With a week of excellent fishing in the Pine, Her Highness and I decided to give it another shot yesterday.

HH launched at Bald Hills and rode her chariot downstream into a strengthening incoming tide, while the lazy peasant launched at Dohle's Rocks. My plan was to go out against the start of the tide, pick up a flattie or tailor, then ride the tide upstream to meet HH. The plan failed.

Instead I caught 4 tonnes of snot weed.  It was so thick that as soon as I cleared one lure and re-cast it, the other one was clogged. All snot weed was released, though some was damaged (and sworn at) during removal from the lures.

Her Highness and I met at Deepwater Bend and began the easy trip upstream, though still dogged by weed till the highway bridges. On the way HH picked up a 42 cm flattie, which looked more like a tadpole after Monday's catch. viewtopic.php?f=17&t=62414&p=660284

She paddled and I paddled and pedalled, but to no avail. HH went all the way to Petrie road bridges, for no fish other than a small catfish and 3 koala sightings. I stopped a couple of kms short for one 33 cm tailor. Short by far on the previous trip a week ago. viewtopic.php?f=17&t=62332 (2nd page)
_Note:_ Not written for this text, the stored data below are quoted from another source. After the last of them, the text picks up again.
PR #5564, opened 2021-09-08
Prevent error when saving a scene with no profile being set anywhere

FrancescoC-unity:
@iM0ve this is a fix for the error you sent me. 

There could be a situation in which we don't have any profile set for a given scene and the update scene bounds do require a profile to have been set at some point. 

The warning message is intentionally vague now w.r.t where to find the settings as they are soon to be moved.


JulienIgnace-Unity (approved):

alelievr (approved):

iM0ve (approved):
Thanks

PR #5565, opened 2021-09-08
SSR clear coat improvement

anisunity:
https://fogbugz.unity3d.com/f/cases/1352424/
A double contribution of the clear cloat was found when SSR/RTR was enabled on the Lit and Stack Lit shader. This fixes that behavior.

Testing status.
The solution was validated by the user.
Multiple tests will need screenshot updates


TomasKiniulis (approved):
Looks good assuming updated reference images pass, since it's already validated by user.

anisunity:
Fixed formatting and launching yamato

patrickp-unity3d:
Should this fix also be applied to AxF?

com.unity.render-pipelines.high-definition/Runtime/Material/StackLit/StackLit.hlsl
```diff
@@ -4351,6 +4367,10 @@ IndirectLighting EvaluateBSDF_Env(  LightLoopContext lightLoopContext,
         if( (i == (0 IF_FEATURE_COAT(+1))) && _DebugEnvLobeMask.y == 0.0) continue;
         if( (i == (1 IF_FEATURE_COAT(+1))) && _DebugEnvLobeMask.z == 0.0) continue;
 #endif
+
+        // If we are going to process the clear coat and it is flagged as akready processed, skip.
+        if (i == COAT_LOBE_IDX && COAT_NB_LOBES == 1 && preLightData.clearCoatIndirectSpec == 0.0) continue;
```
anisunity, line 4372: Remove this

sebastienlagarde:
Added Stephane for awareness

anisunity:
An other solution to avoid the inout would be to add a parameter, but that would mean breaking the shader api... so

sebastienlagarde:
> An other solution to avoid the inout would be to add a parameter, but that would mean breaking the shader api... so

yeah, was afraid that inout may currently braek the API but it doesn, we will go with it. Don't like it too much but I haven't better alternative to propose without breaking the API so let's use that

sebastienlagarde (approved):

sebastienlagarde:
There is various failure with Stacklit on test apparently

anisunity:
Checking that

patrickp-unity3d:
Looking at AxF.hlsl, it really looks like the fix should be done there too

anisunity:
Fixed stack lit, relaunching the tests

sebastienlagarde:
there is still one test failing: 1302_StackLitSG_PixarLM.png

anisunity:
After looking at the screenshots, the new screenshots make more sense than the previous ones. Updating them.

We met again with no tales to tell, then parted company once again as I went koala spotting. An hour or so later HH called on the VHF to say he was off to the ramp, still for nada, which was also my state. We couldn't believe it was the same river system that we'd had such good results on.....maybe we caught them all? So it was goodbye from him, and goodbye from me, though I had a fair way to go to Dohle's, and told HH I'd call her when I caught a Jewie.

Half an hour later my RH reel signalled interest, and as I tightened the drag a click or two the LH buckled over as line screamed off the spool. Two clicks on that one, still screaming, and back to the smaller fish, which gave some curry. While this was happening the big hitter had stopped running, assumed bitten off. The fish was a 44 cm tailor in good nick. Back to retrieve the other line. Wait! There's something still there, with quite a bit of weight, and head shakes.

Oh there's colour. It's a ....










One more catch only - a 44 cm flattie. All that distance and time, for a couple of tiddlers, and one exciting double hook-up!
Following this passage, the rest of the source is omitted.